Procès du commandant du pétrolier Boracay : enjeux et implications internationales

Le 23 février 2025, le tribunal correctionnel de Brest a ouvert le procès de Chen Zhangjie, le commandant chinois du pétrolier Boracay, un navire de la flotte fantôme russe. Ce dernier, arraisonné par la France en septembre 2025, est jugé en son absence, alors qu’il se trouve actuellement en mer.

EN BREF

  • Le commandant Chen Zhangjie est jugé pour avoir refusé l’inspection de son navire par la marine française.
  • Le Boracay, suspecté d’activités illégales, est lié à des incidents de survol de drones en Europe.
  • Chen risque jusqu’à un an de prison et 150.000 euros d’amende, son avocat conteste la compétence du tribunal.

Le Boracay, qui mesure 244 mètres de long, a été intercepté le 27 septembre 2025 alors qu’il naviguait dans les eaux internationales au large de l’île d’Ouessant. La marine française a voulu procéder à une inspection, mais le commandant a refusé d’obtempérer. Cette situation fait partie d’une série d’événements qui soulèvent des questions sur la sécurité maritime et le respect des lois internationales.
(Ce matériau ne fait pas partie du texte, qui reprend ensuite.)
PR #1971, opened 2025-07-28
fix: typo

KranzAklilu:
## Motivation
fix a typo

### DIFF
--- a/server/svix-server/src/core/idempotency.rs
+++ b/server/svix-server/src/core/idempotency.rs
@@ -299,7 +299,7 @@ async fn lock_loop(
     }
 }
 
-/// Resolves the service and cache the result assuming the response is successful
+/// Resolve the service and cache the result assuming the response is successful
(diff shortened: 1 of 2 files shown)


server/svix-server/src/core/idempotency.rs
```diff
@@ -299,7 +299,7 @@ async fn lock_loop(
     }
 }
 
-/// Resolves the service and chaches the result assuming the response is successful
+/// Resolves the service and cache the result assuming the response is successful
```
svix-jplatte: This makes the sentence inconsistent. It needs to be either "Resolves [...] and caches" or "Resolve [...] and cache". I guess the latter might be a bit nicer.

```suggestion
/// Resolve the service and cache the result assuming the response is successful
```

svix-jplatte (approved):

svix-mman (approved):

Les autorités françaises suspectent le Boracay d’être impliqué dans des survols de drones qui ont récemment perturbé le trafic aérien danois. À bord du navire se trouvaient également deux agents d’une société de sécurité privée russe, le Moran Security Group, dont l’un a des antécédents dans la société Wagner, connue pour ses activités controversées. Selon des sources proches du dossier, ces agents étaient chargés de surveiller l’équipage et de collecter des renseignements.

Me Henri de Richemont, l’avocat de Chen, a déclaré que son client n’avait aucun lien avec la présence de ces agents à bord. Il a souligné que la question de la compétence judiciaire se pose, car les faits se sont déroulés dans des eaux internationales. Selon lui, la Convention des Nations Unies sur le droit de la mer, qui régit de telles situations, stipule que les tribunaux béninois, sous le pavillon d’origine du Boracay, ou chinois, en tant que nationalité du commandant, devraient être compétents pour traiter cette affaire.
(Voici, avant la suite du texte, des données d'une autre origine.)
PR #1974, opened 2025-07-31
js: Add support for retry schedule

KranzAklilu:
Add support for retry schedule in the JavaScript lib

## Motivation
Work in progress for #782

Would be cool if you could specify the number of retries for failed requests plus exact delay schedule for retries.
Currently, number of retries is hardcoded (2) retry delays are hard coded.

## Solution
Provide the ability for the user to specify delays as an option (retryScheduleInMs)

**Updated the number of retry logic**. if user specifies numOfRetries = 3, we actually make 4 requests as we 
shouldn't count the initial request.


javascript/src/index.ts
```diff
@@ -34,6 +34,15 @@ export interface SvixOptions {
...
   requestTimeout?: number;
+  /** List of delays (in milliseconds) to wait before each retry attempt.
+   *  Takes precedence over numRetries.
+   */
+  retryScheduleInMs?: number[];
+  /** The number of times the client will retry if a server-side error
+   *  or timeout is received.
+   *  Default: 2
+   */
+  numRetries?: number;
```
svix-lucho: I think this should be enforced in the type itself (allowing either `retryScheduleInMs` or `numRetries`, but not both)

KranzAklilu: `retryScheduleInMs` is meant for users that need a bit more customization. I don't think removing `numRetries` makes a lot of sense because most people are probably going to use that. I also think with `retryScheduleInMs` you get more customization that'll come in handy for users that need a bit more delay between retires.

svix-lucho: I'm not saying you remove `numRetries`. I mean that the Typescript type should enforce that you pass one **or** the other, but not both at the same time. 

`new Svix(token, { numRetries: 2, retryScheduleInMs: [1, 2, 3] })` should fail compilation

`new Svix(token, { numRetries: 2 })` and `new Svix(token, { retryScheduleInMs: [1, 2, 3] })` should both work

svix-jplatte:
Thanks!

Les enjeux de ce procès sont considérables. Le Boracay, qui a repris la mer cinq jours après son arraisonnement, bat désormais pavillon russe et se trouve près du port de Rizhao, en Chine. La flotte fantôme russe, composée de navires opérant sous des pavillons différents, est une stratégie mise en place par Moscou pour contourner les sanctions occidentales sur ses exportations de pétrole.
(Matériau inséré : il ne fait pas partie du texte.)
PR #1975, opened 2025-07-31
rust: Add support for retry schedule

KranzAklilu:
Add support for retry schedule in the rust lib

## Motivation
Work in progress for #782

Would be cool if one could specify an exact delay schedule for retries.
Currently, retry delays are hard coded.

## Solution

Updated the number of retry logic. if user specifies num_retries = 3, we actually make 4 requests as we
shouldn't count the initial request.

### DIFF
--- a/rust/src/request.rs
+++ b/rust/src/request.rs
@@ -90,7 +90,7 @@ impl Request {
     }
 
     pub async fn execute<T: DeserializeOwned>(self, conf: &Configuration) -> Result<T, Error> {
-        match self.execute_with_backoff(conf, conf.num_retries).await? {
+        match self.execute_with_backoff(conf).await? {
             // This is a hack; if there's no_ret_type, T is (), but serde_json gives an
             // error when deserializing "" into (), so deserialize 'null' into it
             // instead.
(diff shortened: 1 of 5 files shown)


rust/src/request.rs
```diff
@@ -102,26 +102,34 @@ impl Request {
...
             self.header_params
                 .insert("idempotency-key", format!("auto_{}", uuid::Uuid::new_v4()));
         }
 
+        let mut retries: u32 = conf
+            .retry_schedule_in_ms
+            .as_ref()
+            .map(|v| v.len() as u32 + 1)
+            .unwrap_or(conf.num_retries);
+
```
svix-jbrown: I like what you're doing here, but this logic feels a little messy to me.

What do you think if we instead make a single iterator describing how many retries to do? Something like

```rust
    let mut retries = conf.retry_schedule_in_ms
      .map(|s| box_retry_iterator(s.clone()))
      .unwrap_or(box_retry_iterator(
        std::iter::successors(Some(Duration::from_millis(20)), |last_backoff| {
            Some(MAX_BACKOFF.min(*last_backoff * 2))
        })
        .take(conf.num_retries),
    ));
```

where `box_retry_iterator` is just 

```rust
fn box_retry_iterator<I: IntoIterator<Item = Duration> + 'static>(
    i: I,
) -> Box<dyn Iterator<Item = Duration>> {
    Box::new(i.into_iter())
}
```

Then inside the loop, instead of doing `retries == 0`, we could do `let next_backoff = retries.next()` and break if that's None.

What do you think?

KranzAklilu: Yup, that looks super clean, thanks. Let me know if there are any other suggestions.

KranzAklilu:
Hello @svix-jbrown. I've implemented the requested changes. Let me know if you've anything else in mind. I would love to get this merged. Thanks

svix-jbrown (approved):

Ce procès met en lumière non seulement les tensions géopolitiques en cours, mais également la complexité du droit maritime international. Alors que les relations entre la France et la Russie continuent d’être marquées par des différends, cette affaire pourrait avoir des répercussions sur les futures interactions entre les deux pays et sur la manière dont les incidents maritimes sont traités dans le cadre du droit international.

En somme, le procès de Chen Zhangjie soulève des interrogations sur le respect des normes internationales et la gestion des conflits en mer. Alors que le monde maritime devient de plus en plus complexe, les décisions prises dans cette affaire pourraient établir des précédents sur la manière dont les États abordent les violations des lois maritimes.